Figure 2 is a block diagram showing a conventional water turbine control device.
FIG. 3 is a configuration block diagram showing one embodiment of the water turbine control device of the present invention, FIG. 4 is a diagram for explaining the operation in FIG. 3, and FIGS. 5 to 7 are the water turbine control device of the present invention. FIG. 2 is a configuration block diagram showing another embodiment of the present invention. 3... Water turbine, 4... Guide vane, 5... Generator, T'... Guide vane drive circuit, Z'... Guide vane drive mechanism, A3 to A6... Adder, F3...

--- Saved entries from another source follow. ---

PR #3336, opened 2017-04-27
Add basic system test for error reporting

### LINKED ISSUE #3335: Error reporting system tests needed
Follow up to #3263.

waprin:
This is the bare minimal system test that just makes a client call, it did go red before the scope fix at least.

Can add more asserts but need to add more code to authenticate a separate gax client to list errors, can add that to this PR or a new one.

Fixes #3335

### DIFF
--- a/error_reporting/nox.py
+++ b/error_reporting/nox.py
@@ -63,6 +63,25 @@ def lint_setup_py(session):
     session.run(
         'python', 'setup.py', 'check', '--restructuredtext', '--strict')
 
+@nox.session
+@nox.parametrize('python_version', ['2.7', '3.6'])
+def system_tests(session, python_version):
+    """Run the system test suite."""
+
+    # Sanity check: Only run system tests if the environment variable is set.
+    if not os.environ.get('GOOGLE_APPLICATION_CREDENTIALS', ''):
+        return
+
+    # Run the system tests against latest Python 2 and Python 3 only.
+    session.interpreter = 'python{}'.format(python_version)
+
+    # Install all test dependencies, then install this package into the
+    # virtualenv's dist-packages.
+    session.install('.')
+
+    # Run py.test against the system tests.
+    session.run('py.test', '-vvv', 'tests/system.py')
+
 
 @nox.session
 def cover(session):
--- a/error_reporting/tests/system.py
+++ b/error_reporting/tests/system.py
@@ -1,0 +1,27 @@
+# Copyright 2017 Google Inc.
+#
+# Licensed under the Apache License, Version 2.0 (the "License");
+# you may not use this file except in compliance with the License.
+# You may obtain a copy of the License at
+#
+#     http://www.apache.org/licenses/LICENSE-2.0
+#
+# Unless required by applicable law or agreed to in writing, software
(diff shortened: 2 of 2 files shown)


error_reporting/nox.py
```diff
@@ -63,6 +63,25 @@ def lint_setup_py(session):
...
+
+    # Run the system tests against latest Python 2 and Python 3 only.
+    session.interpreter = 'python{}'.format(python_version)
+
+    # Install all test dependencies, then install this package into the
+    # virtualenv's dist-packages.
+    session.install('.')
+
+    # Run py.test against the system tests.
+    session.run('py.test', '-vvv', 'tests/system.py')
```
dhermes: `-vvv` just for fun? (We have it **only** in logging because there was a strange hanging error that we were trying to diagnose.)

error_reporting/nox.py
```diff
@@ -63,6 +63,25 @@ def lint_setup_py(session):
...
+    # Sanity check: Only run system tests if the environment variable is set.
+    if not os.environ.get('GOOGLE_APPLICATION_CREDENTIALS', ''):
+        return
+
+    # Run the system tests against latest Python 2 and Python 3 only.
+    session.interpreter = 'python{}'.format(python_version)
+
+    # Install all test dependencies, then install this package into the
+    # virtualenv's dist-packages.
+    session.install('.')
```
dhermes: @lukesneeringer Can you confirm that we **don't** want editable installs for system tests?

error_reporting/tests/system.py
```diff
@@ -0,0 +1,27 @@
...
+
+
+class TestErrorReporting(unittest.TestCase):
+
+    def test_report_exception(self):
+        client = error_reporting.Client()
+        try:
+            raise NameError
+        except NameError:
+            client.report_exception()
```
dhermes: @waprin This is insufficient.

You need to make a query to retrieve the reported error and then verify chunks of it (I don't know how difficult that is).

Also, let's push this branch to the https://github.com/GoogleCloudPlatform/google-cloud-python/ remote so that the system tests run (you can do that without closing this PR, but if you'd like to close it and open a new one from the branch in this remote, feel free)

error_reporting/nox.py
waprin: Ah ok.

error_reporting/tests/system.py
waprin: Yes, I can use the gax client to do it, though that makes it so the test will only work with gRPC (unless I added an HTTP client only for the purpose of a system test, the current non-gRPC approach uses Logging which has no means of getting the errors).

I didn't add it yet in the spirit of small PRs, can add it on this one or a new one (sounds like you prefer this one).

dhermes: Yes I prefer this one. A single test case is small enough to fit in the spirit of small PRs. You can add a skip ([e.g.][1]) so that the test only runs for gRPC.

[1]: https://github.com/GoogleCloudPlatform/google-cloud-python/blob/df30d1aa9fddacdc14f6c2412feb445e9d459e95/speech/tests/system.py#L212-L213

dhermes:
Closing this in light of #3348

PR #3337, opened 2017-04-27
Allowing "dank" or "danke" when "dankon" translated from Esperanto to German.

dhermes:
This test has been non-deterministic for some reason, e.g.:
https://circleci.com/gh/GoogleCloudPlatform/google-cloud-python/1682


dhermes:
Oops I merged before an explicit LGTM, but I **swear** I got one from @lukesneeringer in a Google Hangout

PR #3339, opened 2017-04-27
Adding retry to test_detect_web_images_from_gcs() system test.

dhermes:
Flaky in:
https://circleci.com/gh/GoogleCloudPlatform/google-cloud-python/1694

### DIFF
--- a/vision/tests/system.py
+++ b/vision/tests/system.py
@@ -14,6 +14,7 @@
 
 """System tests for Vision API."""
 
+import functools
 import os
 import unittest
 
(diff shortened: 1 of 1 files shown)


vision/tests/system.py
```diff
@@ -720,6 +720,7 @@ def test_detect_web_images_from_content(self):
         web_images = image.detect_web(limit=limit)
         self._assert_web_images(web_images, limit)
 
+    @RetryErrors(unittest.TestCase.failureException)
```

...Function generator, K ₁ , K ₂ ... Coefficient generator, LVG ... Low value priority circuit, α ... Water turbine characteristic element, β ... Generator characteristic element, C ... Comparator, Ca ... Contact of C ,
DMP...Elastic restoring circuit, X...Flow control device,
X _N ...Flow rate control device.

Claims (1)

[Scope of Claims] 1. In a water turbine control device that adjusts the flow rate to the water turbine of a water turbine generator provided in a hydroelectric power plant, a deviation between a target water turbine flow rate value and an actual water turbine flow rate value of the water turbine generator is calculated. output deviation calculation means for calculating and outputting a deviation between the actual output value of the water turbine generator and a predetermined upper limit output setting value of the water turbine generator; When the actual output value of the water turbine generator is smaller than the upper limit output setting value, the deviation output of the flow rate deviation calculation means is set, and when the actual output value of the water turbine generator is larger than the upper limit output setting value, the A water turbine control device comprising: control output selection means for selectively outputting the deviation output of the output deviation calculation means as a control output of the water turbine flow rate.